Try it -
Reproduce the listing exactly, keeping every word as it is.

Dataset entries -
PR #8303, opened 2026-04-20
store full proposer preferences for bid gossip validation

Tomi-3-0:


beacon_chain/gossip_processing/eth2_processor.nim
```diff
@@ -152,7 +152,7 @@ type
     lightClientPool: ref LightClientPool
     executionPayloadBidPool*: ref ExecutionPayloadBidPool
     payloadAttestationPool*: ref PayloadAttestationPool
-    seenProposerPreferences*: array[2, BitArray[int SLOTS_PER_EPOCH]]
+    seenProposerPreferences*: array[2, array[SLOTS_PER_EPOCH, Opt[ProposerPreferences]]]
```
ahshum, line 155: So after 2 epochs, how do I know if it is unseen?

Tomi-3-0: After 2 epochs it should be useless

ahshum: ~My question is there is no data pruning, how do I know if it is have-not-been-seen case?~

In terms of usefulness, I think preference messages would be useless when they are in past slots. It is used for builders for part of the block proposal. After the proposal, either it was a good or bad block, why do we still need them and keep for 1 epoch?

ahshum: cc @tersec

Tomi-3-0: Yes, preferences are useless after their slot passes. Also, they could be cleaned per-slot but is there any benefit? we would need to track past-slots and clear those entries. the epoch boundary reset is simpler and achieves basically the same thing (and only carried out once every epoch) with at the very most 32 stale enntries sitting for a few extra slots before wiping them off.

Result for this exercise -
PR #8303, opened 2026-04-20
store full proposer preferences for bid gossip validation

Tomi-3-0:


beacon_chain/gossip_processing/eth2_processor.nim
```diff
@@ -152,7 +152,7 @@ type
     lightClientPool: ref LightClientPool
     executionPayloadBidPool*: ref ExecutionPayloadBidPool
     payloadAttestationPool*: ref PayloadAttestationPool
-    seenProposerPreferences*: array[2, BitArray[int SLOTS_PER_EPOCH]]
+    seenProposerPreferences*: array[2, array[SLOTS_PER_EPOCH, Opt[ProposerPreferences]]]
```
ahshum, line 155: So after 2 epochs, how do I know if it is unseen?

Tomi-3-0: After 2 epochs it should be useless

ahshum: ~My question is there is no data pruning, how do I know if it is have-not-been-seen case?~

In terms of usefulness, I think preference messages would be useless when they are in past slots. It is used for builders for part of the block proposal. After the proposal, either it was a good or bad block, why do we still need them and keep for 1 epoch?

ahshum: cc @tersec

Tomi-3-0: Yes, preferences are useless after their slot passes. Also, they could be cleaned per-slot but is there any benefit? we would need to track past-slots and clear those entries. the epoch boundary reset is simpler and achieves basically the same thing (and only carried out once every epoch) with at the very most 32 stale enntries sitting for a few extra slots before wiping them off.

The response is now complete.